Video Search of Miami was the only place to offer an English-subtitled version of this film and sadly it remains the only place that offers one. It's sad because the quality of their version is awful as my screen caps probably attest. VSOM was an important mail order distribution company back in the day whose catalogue contained many very hard-to-find films; especially foreign-language films that were never officially released in America. The company's thunder has since been stolen by both internet availability of rare films via bootleg and torrent sites, and by legitimate distributors offering higher quality versions of the films only VSOM once carried. Either way, this film deserves way better and I think would be a very worth acquisition for just about any DVD company.

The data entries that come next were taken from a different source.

PR #2079, opened 2022-07-03
[IDEA-297272] Handle cleanup conflict: System.out.println("a" + "b");

Fabrice-TIERCELIN:
Hi @sirgl,

1\. Write the following statement in a Java class:

```Java
System.out.println("a" + "b"); // ab
```

2\. Right-click
3\. Go to *Analyze...* → *Code cleanup*
4\. Go to *...* → *Java* → *Performance* → *Single character concatenation*
5\. Enable *Single character concatenation*
6\. Click on *OK*

```Java
System.out.println("a" + 'b'); // ab
```

***What happens instead?***

```Java
System.out.println('a' + 'b'); // 195
```

The problem is that the inspection has identified two expressions to fix but each case is relied on the other. If one case is fixed, the other should not be fixed anymore. In other words, the context needs to be re-evaluated before applying a second fix. That's what this PR does.

The PR also adds a unit test class. All the tests successfully pass.


BasLeijdekkers:
Merged manually with some minor changes here: https://github.com/JetBrains/intellij-community/commit/0dc8bca976da2a6e3d08a33f837f9baee1a62c93

PR #2083, opened 2022-07-08
KTIJ-22186 Quick fix to convert instance of check for Array to isArrayOf intrinsic call

t-kameyama:
https://youtrack.jetbrains.com/issue/KTIJ-22186

スクリーンショット 2022-07-08 14 19 56

### DIFF
--- a/plugins/kotlin/idea/src/org/jetbrains/kotlin/idea/quickfix/ChangeToStarProjectionFix.kt
+++ b/plugins/kotlin/idea/src/org/jetbrains/kotlin/idea/quickfix/ChangeToStarProjectionFix.kt
@@ -6,6 +6,7 @@ import com.intellij.codeInsight.intention.IntentionAction
 import com.intellij.openapi.editor.Editor
 import com.intellij.openapi.project.Project
 import org.jetbrains.kotlin.diagnostics.Diagnostic
+import org.jetbrains.kotlin.diagnostics.Errors
 import org.jetbrains.kotlin.idea.KotlinBundle
 import org.jetbrains.kotlin.idea.caches.resolve.analyze
 import org.jetbrains.kotlin.idea.caches.resolve.resolveToCall
@@ -18,6 +19,7 @@ import org.jetbrains.kotlin.psi.psiUtil.getStrictParentOfType
 import org.jetbrains.kotlin.resolve.bindingContextUtil.isUsedAsExpression
 import org.jetbrains.kotlin.resolve.calls.model.ArgumentMatch
 import org.jetbrains.kotlin.resolve.lazy.BodyResolveMode
+import org.jetbrains.kotlin.types.checker.SimpleClassicTypeSystemContext.isArrayOrNullableArray
 import org.jetbrains.kotlin.types.typeUtil.isTypeParameter
 
 class ChangeToStarProjectionFix(element: KtTypeElement) : KotlinQuickFixAction<KtTypeElement>(element) {
@@ -43,6 +45,7 @@ class ChangeToStarProjectionFix(element: KtTypeElement) : KotlinQuickFixAction<K
 
     companion object : KotlinSingleIntentionActionFactory() {
         override fun createAction(diagnostic: Diagnostic): IntentionAction? {
+            if (diagnostic.isArrayInstanceCheck()) return null
             val binaryExpr = diagnostic.psiElement.getNonStrictParentOfType<KtBinaryExpressionWithTypeRHS>()
             val typeReference = binaryExpr?.right ?: diagnostic.psiElement.getNonStrictParentOfType<KtTypeReference>()
             val typeElement = typeReference?.typeElement ?: return null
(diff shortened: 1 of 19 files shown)


abelkov (changes requested):
I think `ChangeToStarProjectionFix` should not be suggested at all for arrays in these cases. Because now we have two quickfixes: one correct and one incorrect. We should just suggest one correct quickfix.

Also, for code like this `ChangeToStarProjectionFix` just doesn't make sense at all:

```
fun foo(a: Array<*>) {
    if (a is Array<String>) {
    }
}
```

plugins/kotlin/idea/src/org/jetbrains/kotlin/idea/quickfix/ChangeToStarProjectionFix.kt
```diff
@@ -82,6 +85,9 @@ class ChangeToStarProjectionFix(element: KtTypeElement) : KotlinQuickFixAction<K
             return null
         }
 
+        private fun Diagnostic.isArrayInstanceCheck(): Boolean =
+            factory == Errors.CANNOT_CHECK_FOR_ERASED && Errors.CANNOT_CHECK_FOR_ERASED.cast(this).a.isArrayOrNullableArray()
```
abelkov, line 89: Because the new fix is available only on jvm platform, we should leave this fix on non-jvm platforms, so at least some fix is available on every platform.

I guess it's good to leave a comment here to explain that we are depending on availability of `ConvertToIsArrayOfCallFix`.

plugins/kotlin/idea/tests/testData/quickfix/addStarProjections/checkType/array.kt
```diff
@@ -0,0 +1,9 @@
+// "Change type arguments to <*, *>" "false"
```
abelkov, line 1: `Change type arguments to <*>`

plugins/kotlin/idea/tests/testData/quickfix/convertToIsArrayOfCall/nullableArrayLhs.kt.after
```diff
@@ -0,0 +1,6 @@
+// "Convert to 'isArrayOf' call" "true"
+// WITH_STDLIB
+fun test(a: Array<*>?) {
+    if (a is Array<*> && a.isArrayOf<String>()) {
```
abelkov, line 4: Maybe this is better?

```
fun test(a: Array<*>?) {
    if (a?.isArrayOf<String>() == true) {
    }
}
```

plugins/kotlin/idea/src/org/jetbrains/kotlin/idea/quickfix/ConvertToIsArrayOfCallFix.kt
```diff
@@ -0,0 +1,74 @@
...
+    private val lhsIsNonNullableArray = !lhsType.isNullable() && lhsType.isArrayOrNullableArray()
+
+    private val arrayArgumentTypeText = IdeDescriptorRenderers.SOURCE_CODE_TYPES.renderType(arrayArgumentType)
+
+    override fun getFamilyName() = KotlinBundle.message("fix.convert.to.is.array.of.call")
+
+    override fun getText() = familyName
+
+    public override fun invoke(project: Project, editor: Editor?, file: KtFile) {
+        val isExpression = element ?: return
```
abelkov, line 40: Please support `!is` case:

```
fun foo(a: Any) {
    if (a !is Array<String>) {
    }
}
```

abelkov (changes requested):

plugins/kotlin/idea/src/org/jetbrains/kotlin/idea/quickfix/ChangeToStarProjectionFix.kt
t-kameyama: [add46db](https://github.com/JetBrains/intellij-community/pull/2083/commits/add46dbcca6ac0dc9c892ef1e080ad09a43b5283)

plugins/kotlin/idea/tests/testData/quickfix/addStarProjections/checkType/array.kt
t-kameyama: [add46db](https://github.com/JetBrains/intellij-community/pull/2083/commits/add46dbcca6ac0dc9c892ef1e080ad09a43b5283)

plugins/kotlin/idea/tests/testData/quickfix/convertToIsArrayOfCall/nullableArrayLhs.kt.after
t-kameyama: c2f5b32

plugins/kotlin/idea/src/org/jetbrains/kotlin/idea/quickfix/ConvertToIsArrayOfCallFix.kt
t-kameyama: c2f5b32

abelkov (approved):
Thank you, merged with a few corrections

PR #2084, opened 2022-07-11
platform: interprate 'os.name' property as case insensitive

alonbl:
Given:

```java
public class Test {
    public static void main(String... args) {
        System.out.println(String.format("os.name=%s", System.getProperty("os.name")));
    }
}
```

Output:

```
os.name=Linux
```

Notice the mixed case.

Signed-off-by: Alon Bar-Lev <alon.barlev@gmail.com>


ybedrov:
Hello! Could you please clarify why case insensitive result is needed?

alonbl:
> Hello! Could you please clarify why case insensitive result is needed?

Oh! I am so sorry, I did not notice that OS_NAME is converted to _OS_NAME with lower case.

PR #2088, opened 2022-07-16
[java-inspections] IDEA-298068 Incorrect DateTimeFormat pattern Inspection

pyltsin:
I tried to add a new inspection

https://youtrack.jetbrains.com/issue/IDEA-298068

I hope I did it correctly,

### DIFF
--- a/plugins/InspectionGadgets/InspectionGadgetsAnalysis/src/com/siyeh/ig/bugs/IncorrectDateTimeFormatInspection.java
+++ b/plugins/InspectionGadgets/InspectionGadgetsAnalysis/src/com/siyeh/ig/bugs/IncorrectDateTimeFormatInspection.java
@@ -1,0 +1,262 @@
+// Copyright 2000-2020 JetBrains s.r.o. Use of this source code is governed by the Apache 2.0 license that can be found in the LICENSE file.
+package com.siyeh.ig.bugs;
+
+import com.intellij.codeInspection.AbstractBaseJavaLocalInspectionTool;
+import com.intellij.codeInspection.LocalQuickFix;
+import com.intellij.codeInspection.ProblemsHolder;
+import com.intellij.openapi.util.TextRange;
+import com.intellij.openapi.util.text.StringUtil;
+import com.intellij.psi.*;
+import com.intellij.psi.util.ConstantExpressionUtil;
+import com.siyeh.InspectionGadgetsBundle;
+import com.siyeh.ig.callMatcher.CallMatcher;
+import com.siyeh.ig.psiutils.ExpressionUtils;
+import org.jetbrains.annotations.NotNull;
+import org.jetbrains.annotations.Nullable;
+
+import java.util.*;
+import java.util.stream.Collectors;
+
+import static com.siyeh.ig.callMatcher.CallMatcher.*;
+
+public class IncorrectDateTimeFormatInspection extends AbstractBaseJavaLocalInspectionTool {
+
+  private interface CountVerifier {
+    boolean verifier(int count);
+  }
+
+  private static class RangeVerifier implements CountVerifier {
+    private final int from;
+    private final int to;
+
+    private RangeVerifier(int from, int to) {
+      this.from = from;
+      this.to = to;
+    }
+
+    @Override
+    public boolean verifier(int count) {
+      return count >= from && count <= to;
+    }
+  }
+
+  private static RangeVerifier rangeOf(int from, int to) {
+    return new RangeVerifier(from, to);
+  }
+
+  private static class SetVerifier implements CountVerifier {
+    private final Set<Integer> set;
+
+    private SetVerifier(int... numbers) {
+      set = Arrays.stream(numbers).boxed()
+        .collect(Collectors.toSet());
+    }
+
+    @Override
+    public boolean verifier(int count) {
+      return set.contains(count);
+    }
+  }
+
+  private static SetVerifier setOf(int... numbers) {
+    return new SetVerifier(numbers);
+  }
+
+  Map<Character, CountVerifier> DATE_TIME_FORMATTER_ALLOWED = Map.ofEntries(
+    Map.entry('G', rangeOf(1, 5)),
+    Map.entry('u', rangeOf(1, 19)),
+    Map.entry('y', rangeOf(1, 19)),
+    Map.entry('Y', rangeOf(1, Integer.MAX_VALUE)), //according to refs must be until 19, but now there is no exception
+    Map.entry('Q', rangeOf(1, 5)),
+    Map.entry('q', rangeOf(1, 5)),
+    Map.entry('M', rangeOf(1, 5)),
+    Map.entry('L', rangeOf(1, 5)),
+    Map.entry('w', rangeOf(1, 2)),
+    Map.entry('W', rangeOf(1, 1)),
+    Map.entry('d', rangeOf(1, 2)),
+    Map.entry('D', rangeOf(1, 3)),
+    Map.entry('F', rangeOf(1, 1)),
+    Map.entry('g', rangeOf(1, 19)),
+    Map.entry('E', rangeOf(1, 5)),
+    Map.entry('e', rangeOf(1, 5)),
+    Map.entry('c', rangeOf(1, 5)),
+
+    Map.entry('a', rangeOf(1, 1)),
+    Map.entry('h', rangeOf(1, 2)),
+    Map.entry('H', rangeOf(1, 2)),
+    Map.entry('k', rangeOf(1, 2)),
+    Map.entry('K', rangeOf(1, 2)),
+    Map.entry('m', rangeOf(1, 2)),
+    Map.entry('s', rangeOf(1, 2)),
+    Map.entry('S', rangeOf(1, 9)), //limit as nanos
+    Map.entry('A', rangeOf(1, 19)),
+    Map.entry('n', rangeOf(1, 19)),
+    Map.entry('N', rangeOf(1, 19)),
+
+    Map.entry('B', setOf(1, 4, 5)),
+
+    Map.entry('V', rangeOf(2, 2)),
+    Map.entry('v', setOf(1, 4)),
+    Map.entry('z', rangeOf(1, 4)),
+    Map.entry('O', setOf(1, 4)),
+    Map.entry('X', rangeOf(1, 5)),
+    Map.entry('x', rangeOf(1, 5)),
+    Map.entry('Z', rangeOf(1, 5))
+  );
+
+  private static final CallMatcher PATTERN_METHODS = anyOf(
+    staticCall("java.time.format.DateTimeFormatter", "ofPattern"),
+    instanceCall("java.time.format.DateTimeFormatterBuilder", "appendPattern").parameterTypes(CommonClassNames.JAVA_LANG_STRING)
+  );
+
+  @NotNull
+  @Override
+  public PsiElementVisitor buildVisitor(@NotNull ProblemsHolder holder, boolean isOnTheFly) {
+    return new JavaElementVisitor() {
+      @Override
+      public void visitMethodCallExpression(@NotNull PsiMethodCallExpression call) {
+        if (PATTERN_METHODS.test(call)) {
+          processExpression(call.getArgumentList().getExpressions()[0]);
+        }
+      }
+
+      private void processExpression(@NotNull PsiExpression expression) {
+        Object patternObject = ConstantExpressionUtil.computeCastTo(expression,
+                                                                    PsiType.getJavaLangString(expression.getManager(),
+                                                                                              expression.getResolveScope()));
+        if (!(patternObject instanceof String)) return;
+        String pattern = (String)patternObject;
+        List<Token> tokens = new ArrayList<>();
+        int optionalDepth = 0;
+        char[] array = pattern.toCharArray();
+        boolean inQuote = false;
+        int lastQuoteIndex = 0;
+        int length = 0;
+        for (int pos = 0; pos < array.length; pos++) {
+          char c = array[pos];
+
+          //process tokens
+          if (!inQuote && isLetter(c)) {
+            length++;
+            if (pos != array.length - 1 && c == array[pos + 1]) {
+              continue;
+            }
+            else {
+              tokens.add(new Token(pos - length + 1, array, length));
+              checkPadding(expression, array, pos - length + 1, pos + 1);
+            }
+          }
+          length = 0;
+
+
+          //check if it starts quote region or one quote
+          //case with one quote ('') is processed as quote region
+          if (c == '\'') {
+            inQuote = !inQuote;
+            lastQuoteIndex = pos;
+            continue;
+          }
+          //skip whole region in quote
+          if (inQuote) {
+            continue;
+          }
+
+          checkUnsupportedSymbolsProblem(expression, pos, c);
+
+          if (c == '[') {
+            optionalDepth++;
+          }
+          if (c == ']') {
+            optionalDepth--;
+          }
+        }
+
+        checkInQuoteProblem(expression, inQuote, lastQuoteIndex);
+        checkOptionalDepthProblem(expression, optionalDepth);
+
+        for (Token token : tokens) {
+          checkAvailableCount(expression, token, holder);
+        }
+      }
+
+      private void checkOptionalDepthProblem(@NotNull PsiExpression expression, int optionalDepth) {
+        if (optionalDepth < 0) {
+          holder.registerProblem(expression, null,
+                                 InspectionGadgetsBundle.message("inspection.incorrect.date.format.message.unpaired", ']'),
+                                 LocalQuickFix.EMPTY_ARRAY);
+        }
+      }
+
+      private void checkInQuoteProblem(@NotNull PsiExpression expression, boolean inQuote, int lastQuoteIndex) {
+        if (inQuote) {
+          TextRange range = ExpressionUtils.findStringLiteralRange(expression, lastQuoteIndex, lastQuoteIndex + 1);
+          if (range != null) {
+            holder.registerProblem(expression, range,
+                                   InspectionGadgetsBundle.message("inspection.incorrect.date.format.message.unpaired", '\''),
+                                   LocalQuickFix.EMPTY_ARRAY);
+          }
+        }
+      }
+
+      private void checkUnsupportedSymbolsProblem(@NotNull PsiExpression expression, int pos, char c) {
+        if (c == '{' || c == '}' || c == '#') {
+          TextRange range = ExpressionUtils.findStringLiteralRange(expression, pos, pos + 1);
+          holder.registerProblem(expression, range,
+                                 InspectionGadgetsBundle.message("inspection.incorrect.date.format.message.unsupported", c),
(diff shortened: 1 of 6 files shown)


plugins/InspectionGadgets/InspectionGadgetsAnalysis/src/com/siyeh/ig/bugs/IncorrectDateTimeFormatInspection.java
```diff
@@ -0,0 +1,262 @@
...
+
+  private static RangeVerifier rangeOf(int from, int to) {
+    return new RangeVerifier(from, to);
+  }
+
+  private static class SetVerifier implements CountVerifier {
+    private final Set<Integer> set;
+
+    private SetVerifier(int... numbers) {
+      set = Arrays.stream(numbers).boxed()
```
amaembo, line 51: Probably use it.unimi.dsi.fastutil.ints.IntOpenHashSet? It's available in platform and much more efficient. Or a BitSet, taken into account current uses.

plugins/InspectionGadgets/InspectionGadgetsAnalysis/src/com/siyeh/ig/bugs/IncorrectDateTimeFormatInspection.java
```diff
@@ -0,0 +1,262 @@
...
+    public boolean verifier(int count) {
+      return set.contains(count);
+    }
+  }
+
+  private static SetVerifier setOf(int... numbers) {
+    return new SetVerifier(numbers);
+  }
+
+  Map<Character, CountVerifier> DATE_TIME_FORMATTER_ALLOWED = Map.ofEntries(
```
amaembo, line 65: static?

plugins/InspectionGadgets/InspectionGadgetsAnalysis/src/com/siyeh/ig/bugs/IncorrectDateTimeFormatInspection.java
```diff
@@ -0,0 +1,262 @@
...
+    Map.entry('V', rangeOf(2, 2)),
+    Map.entry('v', setOf(1, 4)),
+    Map.entry('z', rangeOf(1, 4)),
+    Map.entry('O', setOf(1, 4)),
+    Map.entry('X', rangeOf(1, 5)),
+    Map.entry('x', rangeOf(1, 5)),
+    Map.entry('Z', rangeOf(1, 5))
+  );
+
+  private static final CallMatcher PATTERN_METHODS = anyOf(
```
amaembo, line 107: com.siyeh.ig.bugs.SuspiciousDateFormatInspection matches also SimpleDateFormat.applyPattern/applyLocalizedPattern which are (hopefully) using the same syntax. Also, a constructor for SimpleDateFormat (via `visitNewExpression`). Probably it's possible to reuse some logic from there?

plugins/InspectionGadgets/InspectionGadgetsAnalysis/src/com/siyeh/ig/bugs/IncorrectDateTimeFormatInspection.java
```diff
@@ -0,0 +1,262 @@
...
+    return new JavaElementVisitor() {
+      @Override
+      public void visitMethodCallExpression(@NotNull PsiMethodCallExpression call) {
+        if (PATTERN_METHODS.test(call)) {
+          processExpression(call.getArgumentList().getExpressions()[0]);
+        }
+      }
+
+      private void processExpression(@NotNull PsiExpression expression) {
+        Object patternObject = ConstantExpressionUtil.computeCastTo(expression,
```
amaembo, line 124: You may use `com.siyeh.ig.psiutils.ExpressionUtils#computeConstantExpression(com.intellij.psi.PsiExpression)`. You don't need to materialize java.lang.String type there.

plugins/InspectionGadgets/InspectionGadgetsAnalysis/src/com/siyeh/ig/bugs/IncorrectDateTimeFormatInspection.java
```diff
@@ -0,0 +1,262 @@
...
+        checkOptionalDepthProblem(expression, optionalDepth);
+
+        for (Token token : tokens) {
+          checkAvailableCount(expression, token, holder);
+        }
+      }
+
+      private void checkOptionalDepthProblem(@NotNull PsiExpression expression, int optionalDepth) {
+        if (optionalDepth < 0) {
+          holder.registerProblem(expression, null,
```
amaembo, line 184: Probably would be possible to highlight the unpaired ']' specifically?

plugins/InspectionGadgets/InspectionGadgetsAnalysis/src/com/siyeh/ig/bugs/IncorrectDateTimeFormatInspection.java
```diff
@@ -0,0 +1,262 @@
...
+                                 InspectionGadgetsBundle.message("inspection.incorrect.date.format.message.unpaired", ']'),
+                                 LocalQuickFix.EMPTY_ARRAY);
+        }
+      }
+
+      private void checkInQuoteProblem(@NotNull PsiExpression expression, boolean inQuote, int lastQuoteIndex) {
+        if (inQuote) {
+          TextRange range = ExpressionUtils.findStringLiteralRange(expression, lastQuoteIndex, lastQuoteIndex + 1);
+          if (range != null) {
```
amaembo, line 193: What if range is null? It's possible, e.g., if we are analysing the reference to a constant variable. Should we skip highlighting at all?

plugins/InspectionGadgets/InspectionGadgetsAnalysis/src/com/siyeh/ig/bugs/IncorrectDateTimeFormatInspection.java
```diff
@@ -0,0 +1,262 @@
...
+      }
+    };
+  }
+
+  private static class Token {
+    final char character;
+    final int pos;
+    final int length;
+
+    Token(int pos, char[] chars, int length) {
```
amaembo, line 251: Probably reorder parameters and put chars at the first place? It's commonly used this way in method signatures (e.g., `java.io.Reader#read(char[], int, int)`)

plugins/InspectionGadgets/InspectionGadgetsAnalysis/src/com/siyeh/ig/bugs/IncorrectDateTimeFormatInspection.java
```diff
@@ -0,0 +1,262 @@
...
+
+import java.util.*;
+import java.util.stream.Collectors;
+
+import static com.siyeh.ig.callMatcher.CallMatcher.*;
+
+public class IncorrectDateTimeFormatInspection extends AbstractBaseJavaLocalInspectionTool {
+
+  private interface CountVerifier {
+    boolean verifier(int count);
```
amaembo, line 25: Let's use a verb for a method name (`verify`)

plugins/InspectionGadgets/src/inspectionDescriptions/IncorrectDateTimeFormat.html
```diff
@@ -0,0 +1,22 @@
...
+<p>The following errors are reported:</p>
+<ul>
+  <li>Unsupported patterns, like "TT"</li>
+  <li>Using reserved patterns, like "#"</li>
+  <li>Unappropriated padding.</li>
+  <li>Optional brackets without a pair.</li>
+</ul>
+<p>
+  Examples:<br>
+  <code>DateTimeFormatter.ofPattern("[][]])"<br></code>
```
amaembo, line 14: Would be nice to specify what is exactly incorrect in every sample (e.g., in parentheses after the sample)

plugins/InspectionGadgets/src/inspectionDescriptions/IncorrectDateTimeFormat.html
```diff
@@ -0,0 +1,22 @@
...
+  <code>DateTimeFormatter.ofPattern("TT")<br></code>
+  <code>DateTimeFormatter.ofPattern("[[")<br></code>
+  <code>DateTimeFormatter.ofPattern("{")<br></code>
+  <code>DateTimeFormatter.ofPattern("MMMMMM")<br></code>
+</p>
+<!-- tooltip end -->
```
amaembo, line 20: Please add `<p><small>New in 2022.3</small></p>` after tooltip end. Thanks

amaembo (changes requested):
Thanks for the great contribution. Please address the minor problems noted.

plugins/InspectionGadgets/src/inspectionDescriptions/IncorrectDateTimeFormat.html
pyltsin: Added, thank you

plugins/InspectionGadgets/src/inspectionDescriptions/IncorrectDateTimeFormat.html
pyltsin: Some short explanations were added

plugins/InspectionGadgets/InspectionGadgetsAnalysis/src/com/siyeh/ig/bugs/IncorrectDateTimeFormatInspection.java
pyltsin: Shame on me. Thank you! Fixed

plugins/InspectionGadgets/InspectionGadgetsAnalysis/src/com/siyeh/ig/bugs/IncorrectDateTimeFormatInspection.java
pyltsin: Parameters were reordered. Thank you!

plugins/InspectionGadgets/InspectionGadgetsAnalysis/src/com/siyeh/ig/bugs/IncorrectDateTimeFormatInspection.java
pyltsin: Thank you for this comment. I fixed it and added one more test case.

plugins/InspectionGadgets/InspectionGadgetsAnalysis/src/com/siyeh/ig/bugs/IncorrectDateTimeFormatInspection.java
pyltsin: Thank you. This part of code was rewritten and I added several test cases.

plugins/InspectionGadgets/InspectionGadgetsAnalysis/src/com/siyeh/ig/bugs/IncorrectDateTimeFormatInspection.java
pyltsin: I rewrote with `IntOpenHashSet`

plugins/InspectionGadgets/InspectionGadgetsAnalysis/src/com/siyeh/ig/bugs/IncorrectDateTimeFormatInspection.java
pyltsin: Of course. Thank you!

plugins/InspectionGadgets/InspectionGadgetsAnalysis/src/com/siyeh/ig/bugs/IncorrectDateTimeFormatInspection.java
pyltsin: This is a great question. I've thought about that, but there are several problems, which complicate this inspection
The main problem is that the syntax patterns are similar, when common cases are used, but they have completely different limits.
For example:
   - `DateTimeFormatter.ofPattern("pppppppppppppppppppppppppppppppppppppppppppppppppppppppppppppppppppppppMMpM");` 
we don't expect any exception.
But ` new SimpleDateFormat("pppppppppppppppppppppppppppppppppppppppppppppppppppppppppppppppppppppppMMpM")` produces exception, as 'p' is unsupported token.

- Patterns for DateTimeFormatter have many limits (like "MMMMMM" is too big). But SimpleDateFormat doesn' have these limits ("X" is an exception, and must be less than 4 - java.text.SimpleDateFormat#encode)

- DateTimeFormatter doesn't use optional brackets.

About `applyLocalizedPattern`, it seems to be too complex to check, because 
```
    public void applyLocalizedPattern(String pattern) {
         String p = translatePattern(pattern,
                                     formatData.getLocalPatternChars(),
                                     DateFormatSymbols.patternChars);
         compiledPattern = compile(p);
         this.pattern = p;
    }
```
and  it depends on local patterns, which can contain absolutely different tokens. 
Here, I replace standard token for year "y" to "a";
```
import java.text.DateFormatSymbols;
import java.text.SimpleDateFormat;
import java.util.Date;

public class Test {
        SimpleDateFormat p = new SimpleDateFormat();
        DateFormatSymbols newFormatSymbols = new DateFormatSymbols();
        newFormatSymbols.setLocalPatternChars("Ga"); //standard pattern - "GyMdkHmsSEDFwWahKzZYuXL". I change the second letter.
        p.setDateFormatSymbols(newFormatSymbols);
        p.applyLocalizedPattern("aaaa");
        System.out.println(p.format(new Date())); //2022 if we live in 2022 year.
    }
}
```

Honestly, I am not sure, but, perhaps, `applyLocalizedPattern` doesn't suit for `SuspiciousDateFormatInspection` because of that.

pyltsin:
Thank you for this review! I've fixed (I hope)

plugins/InspectionGadgets/InspectionGadgetsAnalysis/src/com/siyeh/ig/bugs/IncorrectDateTimeFormatInspection.java
amaembo: Ok, fair enough. Let's keep it as is for now.

plugins/InspectionGadgets/InspectionGadgetsAnalysis/src/com/siyeh/ig/bugs/IncorrectDateTimeFormatInspection.java
```diff
@@ -0,0 +1,264 @@
...
+
+import static com.siyeh.ig.callMatcher.CallMatcher.*;
+
+public class IncorrectDateTimeFormatInspection extends AbstractBaseJavaLocalInspectionTool {
+
+  private interface CountVerifier {
+    boolean verify(int count);
+  }
+
+  private static class RangeVerifier implements CountVerifier {
```
amaembo, line 30: As CountVerifier is a functional interface, do we need such verbose verifiers? It looks like, capturing lambdas will work in both cases, like

```java
  private static CountVerifier rangeOf(int from, int to) {
    return count -> count >= from && count <= to;
  }
  
  private static CountVerifier setOf(int... numbers) {
    return IntOpenHashSet.of(numbers)::contains;
  }
```

Or you can even go further and replace `CountVerifier` with standard `IntPredicate` which is moreless natural here.

plugins/InspectionGadgets/InspectionGadgetsAnalysis/src/com/siyeh/ig/bugs/IncorrectDateTimeFormatInspection.java
```diff
@@ -0,0 +1,264 @@
...
+
+  private static SetVerifier setOf(int... numbers) {
+    return new SetVerifier(numbers);
+  }
+
+  private static final Map<Character, CountVerifier> DATE_TIME_FORMATTER_ALLOWED = Map.ofEntries(
+    Map.entry('G', rangeOf(1, 5)),
+    Map.entry('u', rangeOf(1, 19)),
+    Map.entry('y', rangeOf(1, 19)),
+    Map.entry('Y', rangeOf(1, Integer.MAX_VALUE)), //according to refs must be until 19, but now there is no exception
```
amaembo, line 70: You mean, according to the specification? I would say something like "according to the specification, must not exceed 19 but current implementation doesn't restrict this"

amaembo (changes requested):

plugins/InspectionGadgets/InspectionGadgetsAnalysis/src/com/siyeh/ig/bugs/IncorrectDateTimeFormatInspection.java
pyltsin: Thank you! Great idea!

plugins/InspectionGadgets/InspectionGadgetsAnalysis/src/com/siyeh/ig/bugs/IncorrectDateTimeFormatInspection.java
pyltsin: Thank you. Replaced

pyltsin:
Thank you for this recommendations! I've fixed

plugins/InspectionGadgets/InspectionGadgetsAnalysis/src/com/siyeh/ig/bugs/IncorrectDateTimeFormatInspection.java
```diff
@@ -0,0 +1,233 @@
...
+import static com.siyeh.ig.callMatcher.CallMatcher.*;
+
+public class IncorrectDateTimeFormatInspection extends AbstractBaseJavaLocalInspectionTool {
+
+  private static IntPredicate rangeOf(int from, int to) {
+    return count -> count >= from && count <= to;
+  }
+
+  private static IntPredicate setOf(int... numbers) {
+    return  count -> IntOpenHashSet.of(numbers).contains(count);
```
amaembo, line 31: This way you recreate the set every time lambda is invoked, which looks excessive. I suggested to use method reference to create it once. Alternatively, you can get rid of the set at all and use linear search (taking into account that your sets are really small):
`count -> ArrayUtil.indexOf(numbers, count) >= 0`

amaembo (changes requested):

plugins/InspectionGadgets/InspectionGadgetsAnalysis/src/com/siyeh/ig/bugs/IncorrectDateTimeFormatInspection.java
pyltsin: Shame on me. Thank you! `ArrayUtil.indexOf(numbers, count) >= 0` is much faster than Set.  Fixed

pyltsin:
Sorry for this error =( I've fixed

amaembo:
Merged to internal repo, thanks.

amaembo:
c0d844fd45a4fad12712f8526491e3d2f80bcb65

The original Japanese title translates to I Want to Bite You/From Dracula with Love. My Soul is Slashed, which this is most commonly known as here in the U.S. and is quite misleading, comes from the Mylène Farmer song over the end credits. Though usually listed as being a 1991 film, this is set in 1990, was filmed in 1990 and bears a 1990 copyright date in the credits. Director Kaneko is best known for his late-90s updating of the Gamera series. He also directed one segment of the disappointing American Lovecraft anthology NECRONOMICON: BOOK OF THE DEAD (1993).